Let $K$ be the equation of $\mathcal K$. Since $\mathcal K$ is part of a pencil, $K$ must be the linear combination of two fixed cubics $K_1, K_2$ (so we can essentially write $K = \lambda K_1 + \mu K_2$).
If $P=(P_x, P_y)$, the condition becomes $$\frac{y-P_y}{x-P_x} = -\frac{\partial_x K}{\partial_y K}$$ Therefore: $$(x\partial_x + y\partial_y - P_x\partial_x - P_y \partial_y) K = 0$$ for $(x,y)$ being a tangency point. Furthermore, $(x,y)$ also satisfies $K=0$. Write $D = x\partial_x + y\partial_y - P_x\partial_x - P_y \partial_y$. Thus we have the system $$ \begin{align*} \lambda K_1 + \mu K_2 &= 0\\ \lambda D K_1 + \mu DK_2 & = 0. \end{align*} $$ We can eliminate $\lambda$ and $\mu$ by Gaussian elimination (or just by looking at the determinant) to get a single equation $$K_1 (DK_2) - K_2(DK_1) = 0.$$ However, this is degree 6 (and not 5 as desired) so it remains to check that the degree 6 terms cancel out. For this purpose it is sufficient to assume that $K_1,K_2$ are homogeneous cubics and $D = x\partial_x + y\partial_y$. However, it is easy to check that we must have $DK_1 = 3K_1$ and $DK_2=3K_1$ so the conclusion follows.

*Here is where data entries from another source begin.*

PR #2667, opened 2026-04-27
fix return value of os.writefile_ifnotequal()

mercury233:
**What does this PR do?**

- fix return value of os.writefile_ifnotequal()
- update the document for that function

Before #2654 , os.writefile_ifnotequal() returns `1` if successful, `0` if the string is identical to the current file contents, otherwise `-1` and an error message. #2654 seems to changed this behavior accidentally, return `0` on success too. This PR change the behavior back.

@jkriegshauser

### DIFF
--- a/src/host/os_writefile_ifnotequal.c
+++ b/src/host/os_writefile_ifnotequal.c
@@ -105,7 +105,7 @@ int os_writefile_ifnotequal(lua_State* L)
 
 		if (!error)
 		{
-			lua_pushinteger(L, error ? -1 : 0);
+			lua_pushinteger(L, 1);
 			return 1;
 		}
 	}
--- a/website/docs/os/os.writefile_ifnotequal.md
+++ b/website/docs/os/os.writefile_ifnotequal.md
@@ -13,7 +13,15 @@ ok, err = os.writefile_ifnotequal("text", "filename")
 
 ### Return Value ###
 
-True if successful, otherwise nil and an error message.
+The first return value:
+
+| Value | Explanation                                          |
+|-------|------------------------------------------------------|
+| 1     | The string was written to the file                   |
+| 0     | The string is identical to the current file contents |
+| -1    | An error occurred                                    |
+
+The second return value is an error message if the first return value is -1, otherwise nil.
 
 
 ### Availability ###


website/docs/os/os.writefile_ifnotequal.md
```diff
@@ -13,7 +13,7 @@ ok, err = os.writefile_ifnotequal("text", "filename")
 
 ### Return Value ###
 
-True if successful, otherwise nil and an error message.
+`1` if successful, `0` if the string is identical to the current file contents, otherwise `-1` and an error message.
```
nickclark2016: Suggest changing this to be a table

nickclark2016 (changes requested):

src/host/os_writefile_ifnotequal.c
```diff
@@ -105,7 +105,7 @@ int os_writefile_ifnotequal(lua_State* L)
 
 		if (!error)
 		{
-			lua_pushinteger(L, error ? -1 : 0);
+			lua_pushinteger(L, 1);
```
jkriegshauser, line 108: This should probably be

```suggestion
			lua_pushinteger(L, error ? -1 : 1);
```

If an error occurs during `write()`, we want `-1` pushed. Otherwise, a success should push `1`. You're correct though--my change inadvertently changed it to `0`.

jkriegshauser:
Please add unit tests to prevent future regressions

src/host/os_writefile_ifnotequal.c
mercury233: but this part is already covered by `if (!error)`

jkriegshauser: You're correct. This change is fine.

website/docs/os/os.writefile_ifnotequal.md
mercury233:
```suggestion
The first return value:

| Value | Explanation                                          |
|-------|------------------------------------------------------|
| 1     | The string was written to the file                   |
| 0     | The string is identical to the current file contents |
| -1    | An error occurred                                    |

The second return value is an error message if the first return value is -1, otherwise nil.
```

should it be like this?

mercury233:
Added tests, but I’m unsure whether they are appropriate, since the `test_runner.lua` intentionally uses functions like `stub_os_writefile_ifnotequal` to prevent actual operations.

jkriegshauser:
> Added tests, but I’m unsure whether they are appropriate, since the `test_runner.lua` intentionally uses functions like `stub_os_writefile_ifnotequal` to prevent actual operations.

If the test fails before your fix then it's appropriate 😄 

You may have to capture the original function value before it's stubbed out. Such as what I did in _test_lua_unicode.lua_:
```lua
    local real_io_open = io.open

-- ...

function suite.loadfile_UnicodeFilename()
	local p = tmpname()
	p = p .. "_café.lua"
	local f = assert(real_io_open(p, "w"))
	-- ...
end
```

jkriegshauser (approved):

mercury233:
I've reverted the test changes which I'm unsure, so this PR can be treated as ready. Will move the tests to another PR.

nickclark2016:
> I've reverted the test changes which I'm unsure, so this PR can be treated as ready. Will move the tests to another PR.

I would much rather have the changes tested in this PR than have a separate PR for tests. That defeats the purpose of having the code tested before going into the main branch.

mercury233:
> > I've reverted the test changes which I'm unsure, so this PR can be treated as ready. Will move the tests to another PR.
> 
> I would much rather have the changes tested in this PR than have a separate PR for tests. That defeats the purpose of having the code tested before going into the main branch.

I still don't know whether the approach in https://github.com/premake/premake-core/pull/2682 is acceptable.

jkriegshauser:
> > > I've reverted the test changes which I'm unsure, so this PR can be treated as ready. Will move the tests to another PR.
> > 
> > 
> > I would much rather have the changes tested in this PR than have a separate PR for tests. That defeats the purpose of having the code tested before going into the main branch.
> 
> I still don't know whether the approach in #2682 is acceptable.

I pulled down your change from #2682 and ran:
```
./Boostrap.sh
./bin/release/premake5 test
```
and noted the test errors. ❌

I then applied your changes from this MR over the top of #2682 and re-ran the above. Test errors are gone. ✅

I took a look at your tests too. They looks good, but i'd just add one small test that also tests the error case by attempting to write over a directory:
```
	function suite.writefile_ifnotequal_ReturnsError_OnInvalidPath()
		local dir = tmpdir()
		local ok, err = real_writefile_ifnotequal("Hello, World!", dir)
		test.isequal(ok, -1) -- cannot write to dir
		test.isequal("string", type(err))
		test.isequal(err, "unable to write file to '" .. dir .. "'")
		os.remove(dir)
	end
```

I only tested it locally on Linux. If it fails on other platforms we can ignore it for now (or fix it).

So please put your tests back in this PR with the additional test above.

jkriegshauser (changes requested):
See previous comment

Jarod42 (approved):

jkriegshauser:
Since this PR appears to be abandoned, I've combined this and the test PR here: #2694

nickclark2016:
Resolved by #2694

PR #2672, opened 2026-04-28
feat: print [New] or [Updated] in generation output

ak-slongchamps:
**What does this PR do?**

Prints [New] or [Updated] next to the generated files when they have been touched on the filesystem.

Adds extra info to pre-exiting output.
Uses global `_WORKING_DIR` instead of calling `os.getcwd()` as a minor optimization.
Adds a filesystem access to determine if the file existed prior.

Useful to know when files are new vs updated

### DIFF
--- a/src/base/premake.lua
+++ b/src/base/premake.lua
@@ -168,6 +168,7 @@
 			error(err, 0)
 		end
 
+		local fileexists = os.isfile(fn)
 		local f, err = os.writefile_ifnotequal(output, fn);
 
 		if (f == 0) then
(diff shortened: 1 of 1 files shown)


src/base/premake.lua
```diff
@@ -168,14 +168,19 @@
...
 		local f, err = os.writefile_ifnotequal(output, fn);
 
 		if (f == 0) then
 			return false -- file not modified
 		elseif (f < 0) then
 			error(err, 0)
 		elseif (f > 0) then
-			printf("Generated %s...", path.getrelative(os.getcwd(), fn))
+			if fileexists then
+				printf("Generated %s... [Updated]", path.getrelative(_WORKING_DIR, fn))
```
nickclark2016, line 180: This feels like we should do this only in the case of the "verbose" flag. If it's not specified, it should be using the original behavior.

nickclark2016 (changes requested):

Jarod42 (approved):

src/base/premake.lua
samsinsane: Would also be nice to avoid duplicating the `printf` so that updating the call doesn't require making the same change in multiple places.

PR #2675, opened 2026-04-28
fix: sort workspace configs and projects alphabetically for deterministic output

ak-slongchamps:
**What does this PR do?**

It patches iterators (eachconfig/eachproject) to sort by name, so that any users of these can produce deterministic output even when insertion order changes, which could differ depending on the client code (e.g., order of options, reflection from filesystem, etc).

Since this only changes the order without modifying the actual config or project elements, there is no behavior we're aware of that could result from this change. If there was an assumption by client code of the order of configs or projects, this could be changed, but Premake already makes no guarantee on the order.

The test in test_codelite_workspace.lua covers this change: project order and config orders are set in the captured output that's being validated and is already in the expected alphabetical ordering.
Note that I would still not make any promised in doc about the ordering returned by these functions, this is just a convenient way to drive baking output to be deterministic.

Been using this in production for years at this point, glad to contribute!

### DIFF
--- a/modules/codelite/tests/test_codelite_workspace.lua
+++ b/modules/codelite/tests/test_codelite_workspace.lua
@@ -206,17 +206,17 @@
 <CodeLite_Workspace Name="MyWorkspace" Database="" Version="10000">
   <Project Name="MyProject" Path="MyProject.project"/>
   <BuildMatrix>
-    <WorkspaceConfiguration Name="x86_64-Debug" Selected="yes">
-      <Project Name="MyProject" ConfigName="x86_64-Debug"/>
-    </WorkspaceConfiguration>
-    <WorkspaceConfiguration Name="x86-Debug" Selected="no">
+    <WorkspaceConfiguration Name="x86-Debug" Selected="yes">
       <Project Name="MyProject" ConfigName="x86-Debug"/>
     </WorkspaceConfiguration>
-    <WorkspaceConfiguration Name="x86_64-Release" Selected="no">
-      <Project Name="MyProject" ConfigName="x86_64-Release"/>
+    <WorkspaceConfiguration Name="x86_64-Debug" Selected="no">
+      <Project Name="MyProject" ConfigName="x86_64-Debug"/>
     </WorkspaceConfiguration>
     <WorkspaceConfiguration Name="x86-Release" Selected="no">
       <Project Name="MyProject" ConfigName="x86-Release"/>
+    </WorkspaceConfiguration>
+    <WorkspaceConfiguration Name="x86_64-Release" Selected="no">
+      <Project Name="MyProject" ConfigName="x86_64-Release"/>
     </WorkspaceConfiguration>
   </BuildMatrix>
 </CodeLite_Workspace>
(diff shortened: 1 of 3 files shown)


Jarod42 (approved):
Order might change the default project/config for some generator though.

nickclark2016:
I'm reluctant to merge this change because of [Hyrum's Law](https://www.hyrumslaw.com/). Can you describe the specific problem this is solving?

ak-slongchamps:
The specific problem this fixes is deterministic ordering in generator outputs when definitions files are loaded dynamically. Because configurations and projects are additive, the resulting order ends up dependent on the dynamic loading order.

Providing a sorted order only post-baking was a minimum impact way to solve the issue, which requires some sort of logic behind the ordering. Generators use those functions to output the corresponding lists and don't, as far as I can tell, depend on the ordering of elements to interpretation elements in that list. IMO, if a generator exists in the field that does, it's bound to break for some other client-provided ordering.

nickclark2016:
> The specific problem this fixes is deterministic ordering in generator outputs when definitions files are loaded dynamically. Because configurations and projects are additive, the resulting order ends up dependent on the dynamic loading order.
> 
> Providing a sorted order only post-baking was a minimum impact way to solve the issue, which requires some sort of logic behind the ordering. Generators use those functions to output the corresponding lists and don't, as far as I can tell, depend on the ordering of elements to interpretation elements in that list. IMO, if a generator exists in the field that does, it's bound to break for some other client-provided ordering.

To me, this is still speaking in generalities. Have you found a bug that this solves? Is there a specific feature that cannot be implemented without this change?

I'm a bit hesitant to bring in code without a tangible problem being solved.

ak-slongchamps:
In our setup, we load files dynamically for hiding platform info, and to support plugins. However, we cannot control the exact order these are defined, and so we end up with configurations and platforms that differ in order depending on the machine. While deduplication of configs and platforms allows to have a properly merged list, because it's not in a deterministic order we end up with solutions with different config set, leading to odd things like different defaults (since the first one is selected if not specified via `defaultconfig`). This hinders diffing, which customers do when they upgrade (since we ship the solutions, not just the lua definitions).

That lack of determinism is a bug, at least to us. I suppose if the risk is too high for others dependent of the current ordering, we could add an option to control the order, where we'd have Default and Sorted as choices. Would that mitigate the risk enough?

nickclark2016:
That specific use case is enough for me to call this a bug and bring this into core without any further concern for feature-gating it.

nickclark2016 (approved):

mercury233:
I found that this change is a serious breaking change. Actually, the project does not provide any `defaultconfig` API, so when using generic configuration names like `configurations { "Release", "Debug" }`, the only way to make Release the default is to place it first. If any CI scripts rely on this undefined behavior without explicitly specifying `make config=release`, they will break.

Therefore, I hope a `defaultconfig` or similar API can be added, and that this change is clearly documented in the release notes.

_From someone who spent 10 minutes wondering why local changes were not taking effect, only to realize the project had silently compiled the Debug configuration by default._

Jarod42:
@mercury233 : I think it is worst: depending of generator, default configuration is first or last.
Agree with a `defaultconfig` might help.

ak-slongchamps:
Fair point, I was mistaken with `defaultplatform` and the fact that we have `defaultconfig` in the gmake code itself, but missed that it's not exposed publicly.

Sounds like a simple addition, I'll look into it.

PR #2676, opened 2026-04-28
fix: add Precise to msc floatingpoint

ak-slongchamps:
**What does this PR do?**

Adds explicit /fp:precise entry as Precise in the msc floatingpoint list of supported values.

Simple one-liner to be able to explicitly set it.

Nope

### DIFF
--- a/src/_premake_init.lua
+++ b/src/_premake_init.lua
@@ -342,6 +342,7 @@
 			"Default",
 			"Fast",
 			"Strict",
+			"Precise"
 		}
 	}
 
--- a/src/tools/clang.lua
+++ b/src/tools/clang.lua
@@ -50,6 +50,8 @@
 		flags = gcc.shared.flags,
 		floatingpoint = {
 			Fast = "-ffast-math",
+			Strict = "-ffp-model=strict",
+			Precise = "-ffp-model=precise"
 		},
 		strictaliasing = gcc.shared.strictaliasing,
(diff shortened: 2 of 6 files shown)


Jarod42 (commented):
Is there an equivalence for gcc/clang?

https://github.com/premake/premake-core/blob/master/src/_premake_init.lua#L337C1-L338C26 has not been changed to add that value, so I doubt your change is effective.

UT might have been added.

nickclark2016:
> Is there an equivalence for gcc/clang?
> 
> https://github.com/premake/premake-core/blob/master/src/_premake_init.lua#L337C1-L338C26 has not been changed to add that value, so I doubt your change is effective.
> 
> UT might have been added.

I don't think there's an equivalent for GCC without contracts, but Clang does have `-ffp-model=precise`

nickclark2016 (changes requested):
This should have UTs, both for MSC and vs2010_vcxproj

Additionally, this option is supported for Clang via `-ffp-model=precise`. I would request that this is added, as well as `Strict` support for clang via `-ffp-model=strict`.

ak-slongchamps:
@Jarod42 You're absolutely right, I missed `_premake_init.lua` in this backport (our patches over premake are squashed, this is a bit of an archeology project!).

Added the clang flags (love it!) and unit tests.

nickclark2016 (approved):

PR #2677, opened 2026-04-29
feat: add support for toolset-provided extensions in msc.getlinks

ak-slongchamps:
**What does this PR do?**

When using clang or gcc as a native toolset in Visual Studio as a cross-compiler, libraries may have .a or .so as extensions, but currently .lib is appended to the lib's name in the linker arguments list, which results in e.g., Foo.a.lib, Bar.so.lib for Foo.a and Bar.so, respectively.

We add the support for extensions that are typical of the toolsets on corresponding platforms and use them specifically in `msc.getlinks` to supplement the list of extensions when the active toolset defines some.
This only has an impact in the special case of a msc generated output with a non-msc toolset, typically for cross-compilation scenarios. Because we just add new extensions, it should not impact usages with clang-cl.

Nope.

### DIFF
--- a/src/tools/msc.lua
+++ b/src/tools/msc.lua
@@ -483,10 +483,15 @@
 
 		-- Then the system libraries, which come undecorated
 		local system = config.getlinks(cfg, "system", "fullpath")
+
+		local toolset = config.toolset(cfg)
+		local toolsetExts = toolset and toolset.getLibraryExtensions and toolset.getLibraryExtensions() or {}
+		local libExts = table.merge(p.tools.msc.getLibraryExtensions(), toolsetExts)
+
 		for i = 1, #system do
 			-- Add extension if required
 			local link = system[i]
-			if not p.tools.msc.getLibraryExtensions()[link:match("[^.]+$")] then
+			if not libExts[link:match("[^.]+$")] then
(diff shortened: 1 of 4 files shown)


nickclark2016 (approved):

Jarod42 (approved):

src/tools/msc.lua
```diff
@@ -483,10 +483,15 @@
 
 		-- Then the system libraries, which come undecorated
 		local system = config.getlinks(cfg, "system", "fullpath")
+
+		local toolset = config.toolset(cfg)
```
nickclark2016, line 487: After sleeping on this and discussion with @samsinsane, we think it may make more sense to move the logic from `msc.lua` to the VS project generation file. This here is a bit smelly, since we are already in a toolset file.

Right now, VS is pretty hard coded to `msc`-isms. This may be a case where we want to be more agnostic in the VS exporter itself, loading in the specified toolset rather than just using MSC.

nickclark2016 (changes requested):

src/tools/msc.lua
ak-slongchamps: Interesting, worth investigating. I'll put this on pause until I get access to the specific platform that requires this change on our side to validate this approach.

Remark. In general, the tangency point from $P$ to a degree $n$ curve which is part of a linear family should belong on a curve of degree $3n-1$. If this linear family happens to be coaxal circles, then we have that the tangency points from $P$ to any circle lies on the same conic. I’m not sure if this is an obvious fact.